Your instructions
Will you give every entry again exactly as it stands?

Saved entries
◇ ◇ ◇ ◇
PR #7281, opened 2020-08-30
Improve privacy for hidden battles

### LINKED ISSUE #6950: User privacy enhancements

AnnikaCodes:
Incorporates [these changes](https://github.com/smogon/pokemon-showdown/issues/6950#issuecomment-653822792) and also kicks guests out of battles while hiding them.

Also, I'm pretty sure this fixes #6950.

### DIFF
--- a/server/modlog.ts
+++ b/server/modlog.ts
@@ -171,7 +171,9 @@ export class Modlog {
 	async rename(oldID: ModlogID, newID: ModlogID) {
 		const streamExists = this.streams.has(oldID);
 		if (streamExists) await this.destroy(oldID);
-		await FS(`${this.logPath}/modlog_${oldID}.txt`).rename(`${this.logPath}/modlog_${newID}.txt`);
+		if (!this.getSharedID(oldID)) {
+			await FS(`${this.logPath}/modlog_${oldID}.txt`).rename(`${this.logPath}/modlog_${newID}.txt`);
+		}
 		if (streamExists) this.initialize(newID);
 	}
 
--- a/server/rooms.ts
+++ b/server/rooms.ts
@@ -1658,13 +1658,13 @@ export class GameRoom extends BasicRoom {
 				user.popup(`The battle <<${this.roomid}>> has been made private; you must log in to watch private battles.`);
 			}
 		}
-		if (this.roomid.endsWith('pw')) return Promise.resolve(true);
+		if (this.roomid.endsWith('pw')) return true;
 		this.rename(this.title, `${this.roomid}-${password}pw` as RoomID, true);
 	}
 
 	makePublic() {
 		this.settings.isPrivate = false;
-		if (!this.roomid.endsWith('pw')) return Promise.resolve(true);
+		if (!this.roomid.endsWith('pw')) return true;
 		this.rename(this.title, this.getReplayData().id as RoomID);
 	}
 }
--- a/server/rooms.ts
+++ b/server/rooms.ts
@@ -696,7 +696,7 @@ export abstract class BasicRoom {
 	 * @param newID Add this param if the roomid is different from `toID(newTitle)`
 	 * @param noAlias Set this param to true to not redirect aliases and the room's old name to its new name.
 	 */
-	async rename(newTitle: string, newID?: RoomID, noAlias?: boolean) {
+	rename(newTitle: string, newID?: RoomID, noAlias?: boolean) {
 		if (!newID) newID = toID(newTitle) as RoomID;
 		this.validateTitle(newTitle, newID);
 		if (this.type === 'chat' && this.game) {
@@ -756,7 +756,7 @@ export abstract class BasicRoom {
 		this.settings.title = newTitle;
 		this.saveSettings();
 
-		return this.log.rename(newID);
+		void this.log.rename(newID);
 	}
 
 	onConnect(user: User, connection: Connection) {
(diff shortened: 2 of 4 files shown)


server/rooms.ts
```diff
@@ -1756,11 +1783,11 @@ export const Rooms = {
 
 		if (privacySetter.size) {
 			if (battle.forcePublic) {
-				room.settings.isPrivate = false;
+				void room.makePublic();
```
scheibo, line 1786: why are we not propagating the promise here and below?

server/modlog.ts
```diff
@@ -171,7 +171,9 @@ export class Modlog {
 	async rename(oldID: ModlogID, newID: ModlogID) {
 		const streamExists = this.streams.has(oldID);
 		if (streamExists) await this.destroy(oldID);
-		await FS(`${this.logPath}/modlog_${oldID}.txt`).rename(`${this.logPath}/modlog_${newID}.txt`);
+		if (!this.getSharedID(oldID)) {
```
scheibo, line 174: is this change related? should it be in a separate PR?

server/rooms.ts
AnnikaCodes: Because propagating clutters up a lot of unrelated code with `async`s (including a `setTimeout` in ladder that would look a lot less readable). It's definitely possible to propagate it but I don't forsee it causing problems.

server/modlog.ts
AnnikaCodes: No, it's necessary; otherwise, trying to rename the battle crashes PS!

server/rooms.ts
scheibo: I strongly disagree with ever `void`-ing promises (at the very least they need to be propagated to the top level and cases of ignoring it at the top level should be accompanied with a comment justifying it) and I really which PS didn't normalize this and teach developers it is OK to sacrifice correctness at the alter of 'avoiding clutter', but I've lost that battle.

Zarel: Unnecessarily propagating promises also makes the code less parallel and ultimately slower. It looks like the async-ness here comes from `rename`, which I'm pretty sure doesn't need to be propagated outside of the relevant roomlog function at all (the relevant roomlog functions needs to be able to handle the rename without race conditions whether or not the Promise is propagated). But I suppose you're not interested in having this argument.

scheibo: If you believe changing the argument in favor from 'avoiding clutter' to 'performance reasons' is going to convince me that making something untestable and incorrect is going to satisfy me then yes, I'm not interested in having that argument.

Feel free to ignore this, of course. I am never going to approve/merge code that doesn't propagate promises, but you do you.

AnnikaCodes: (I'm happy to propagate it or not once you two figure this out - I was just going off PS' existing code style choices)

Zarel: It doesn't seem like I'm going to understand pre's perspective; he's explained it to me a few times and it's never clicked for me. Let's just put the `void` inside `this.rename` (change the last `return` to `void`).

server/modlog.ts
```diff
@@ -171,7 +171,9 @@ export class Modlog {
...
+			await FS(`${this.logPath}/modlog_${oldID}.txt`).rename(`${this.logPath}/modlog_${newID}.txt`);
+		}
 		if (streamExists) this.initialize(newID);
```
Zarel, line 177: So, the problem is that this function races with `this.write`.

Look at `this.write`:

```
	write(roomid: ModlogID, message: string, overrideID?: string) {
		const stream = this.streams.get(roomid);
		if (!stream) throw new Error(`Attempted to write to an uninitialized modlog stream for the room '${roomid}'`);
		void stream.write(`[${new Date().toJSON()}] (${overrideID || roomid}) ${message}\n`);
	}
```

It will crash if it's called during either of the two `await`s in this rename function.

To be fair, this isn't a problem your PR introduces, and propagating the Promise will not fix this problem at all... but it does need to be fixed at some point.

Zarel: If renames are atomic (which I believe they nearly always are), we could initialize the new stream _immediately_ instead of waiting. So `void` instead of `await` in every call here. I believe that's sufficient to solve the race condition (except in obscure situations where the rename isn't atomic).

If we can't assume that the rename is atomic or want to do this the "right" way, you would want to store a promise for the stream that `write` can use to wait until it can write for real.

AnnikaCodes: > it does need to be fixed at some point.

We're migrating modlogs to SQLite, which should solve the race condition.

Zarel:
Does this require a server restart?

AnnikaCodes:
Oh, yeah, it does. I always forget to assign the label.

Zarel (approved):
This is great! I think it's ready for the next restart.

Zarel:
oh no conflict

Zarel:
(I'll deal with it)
◇ ◇ ◇ ◇
Result of this exercise
PR #7281, opened 2020-08-30
Improve privacy for hidden battles

### LINKED ISSUE #6950: User privacy enhancements

AnnikaCodes:
Incorporates [these changes](https://github.com/smogon/pokemon-showdown/issues/6950#issuecomment-653822792) and also kicks guests out of battles while hiding them.

Also, I'm pretty sure this fixes #6950.

### DIFF
--- a/server/modlog.ts
+++ b/server/modlog.ts
@@ -171,7 +171,9 @@ export class Modlog {
 	async rename(oldID: ModlogID, newID: ModlogID) {
 		const streamExists = this.streams.has(oldID);
 		if (streamExists) await this.destroy(oldID);
-		await FS(`${this.logPath}/modlog_${oldID}.txt`).rename(`${this.logPath}/modlog_${newID}.txt`);
+		if (!this.getSharedID(oldID)) {
+			await FS(`${this.logPath}/modlog_${oldID}.txt`).rename(`${this.logPath}/modlog_${newID}.txt`);
+		}
 		if (streamExists) this.initialize(newID);
 	}
 
--- a/server/rooms.ts
+++ b/server/rooms.ts
@@ -1658,13 +1658,13 @@ export class GameRoom extends BasicRoom {
 				user.popup(`The battle <<${this.roomid}>> has been made private; you must log in to watch private battles.`);
 			}
 		}
-		if (this.roomid.endsWith('pw')) return Promise.resolve(true);
+		if (this.roomid.endsWith('pw')) return true;
 		this.rename(this.title, `${this.roomid}-${password}pw` as RoomID, true);
 	}
 
 	makePublic() {
 		this.settings.isPrivate = false;
-		if (!this.roomid.endsWith('pw')) return Promise.resolve(true);
+		if (!this.roomid.endsWith('pw')) return true;
 		this.rename(this.title, this.getReplayData().id as RoomID);
 	}
 }
--- a/server/rooms.ts
+++ b/server/rooms.ts
@@ -696,7 +696,7 @@ export abstract class BasicRoom {
 	 * @param newID Add this param if the roomid is different from `toID(newTitle)`
 	 * @param noAlias Set this param to true to not redirect aliases and the room's old name to its new name.
 	 */
-	async rename(newTitle: string, newID?: RoomID, noAlias?: boolean) {
+	rename(newTitle: string, newID?: RoomID, noAlias?: boolean) {
 		if (!newID) newID = toID(newTitle) as RoomID;
 		this.validateTitle(newTitle, newID);
 		if (this.type === 'chat' && this.game) {
@@ -756,7 +756,7 @@ export abstract class BasicRoom {
 		this.settings.title = newTitle;
 		this.saveSettings();
 
-		return this.log.rename(newID);
+		void this.log.rename(newID);
 	}
 
 	onConnect(user: User, connection: Connection) {
(diff shortened: 2 of 4 files shown)


server/rooms.ts
```diff
@@ -1756,11 +1783,11 @@ export const Rooms = {
 
 		if (privacySetter.size) {
 			if (battle.forcePublic) {
-				room.settings.isPrivate = false;
+				void room.makePublic();
```
scheibo, line 1786: why are we not propagating the promise here and below?

server/modlog.ts
```diff
@@ -171,7 +171,9 @@ export class Modlog {
 	async rename(oldID: ModlogID, newID: ModlogID) {
 		const streamExists = this.streams.has(oldID);
 		if (streamExists) await this.destroy(oldID);
-		await FS(`${this.logPath}/modlog_${oldID}.txt`).rename(`${this.logPath}/modlog_${newID}.txt`);
+		if (!this.getSharedID(oldID)) {
```
scheibo, line 174: is this change related? should it be in a separate PR?

server/rooms.ts
AnnikaCodes: Because propagating clutters up a lot of unrelated code with `async`s (including a `setTimeout` in ladder that would look a lot less readable). It's definitely possible to propagate it but I don't forsee it causing problems.

server/modlog.ts
AnnikaCodes: No, it's necessary; otherwise, trying to rename the battle crashes PS!

server/rooms.ts
scheibo: I strongly disagree with ever `void`-ing promises (at the very least they need to be propagated to the top level and cases of ignoring it at the top level should be accompanied with a comment justifying it) and I really which PS didn't normalize this and teach developers it is OK to sacrifice correctness at the alter of 'avoiding clutter', but I've lost that battle.

Zarel: Unnecessarily propagating promises also makes the code less parallel and ultimately slower. It looks like the async-ness here comes from `rename`, which I'm pretty sure doesn't need to be propagated outside of the relevant roomlog function at all (the relevant roomlog functions needs to be able to handle the rename without race conditions whether or not the Promise is propagated). But I suppose you're not interested in having this argument.

scheibo: If you believe changing the argument in favor from 'avoiding clutter' to 'performance reasons' is going to convince me that making something untestable and incorrect is going to satisfy me then yes, I'm not interested in having that argument.

Feel free to ignore this, of course. I am never going to approve/merge code that doesn't propagate promises, but you do you.

AnnikaCodes: (I'm happy to propagate it or not once you two figure this out - I was just going off PS' existing code style choices)

Zarel: It doesn't seem like I'm going to understand pre's perspective; he's explained it to me a few times and it's never clicked for me. Let's just put the `void` inside `this.rename` (change the last `return` to `void`).

server/modlog.ts
```diff
@@ -171,7 +171,9 @@ export class Modlog {
...
+			await FS(`${this.logPath}/modlog_${oldID}.txt`).rename(`${this.logPath}/modlog_${newID}.txt`);
+		}
 		if (streamExists) this.initialize(newID);
```
Zarel, line 177: So, the problem is that this function races with `this.write`.

Look at `this.write`:

```
	write(roomid: ModlogID, message: string, overrideID?: string) {
		const stream = this.streams.get(roomid);
		if (!stream) throw new Error(`Attempted to write to an uninitialized modlog stream for the room '${roomid}'`);
		void stream.write(`[${new Date().toJSON()}] (${overrideID || roomid}) ${message}\n`);
	}
```

It will crash if it's called during either of the two `await`s in this rename function.

To be fair, this isn't a problem your PR introduces, and propagating the Promise will not fix this problem at all... but it does need to be fixed at some point.

Zarel: If renames are atomic (which I believe they nearly always are), we could initialize the new stream _immediately_ instead of waiting. So `void` instead of `await` in every call here. I believe that's sufficient to solve the race condition (except in obscure situations where the rename isn't atomic).

If we can't assume that the rename is atomic or want to do this the "right" way, you would want to store a promise for the stream that `write` can use to wait until it can write for real.

AnnikaCodes: > it does need to be fixed at some point.

We're migrating modlogs to SQLite, which should solve the race condition.

Zarel:
Does this require a server restart?

AnnikaCodes:
Oh, yeah, it does. I always forget to assign the label.

Zarel (approved):
This is great! I think it's ready for the next restart.

Zarel:
oh no conflict

Zarel:
(I'll deal with it)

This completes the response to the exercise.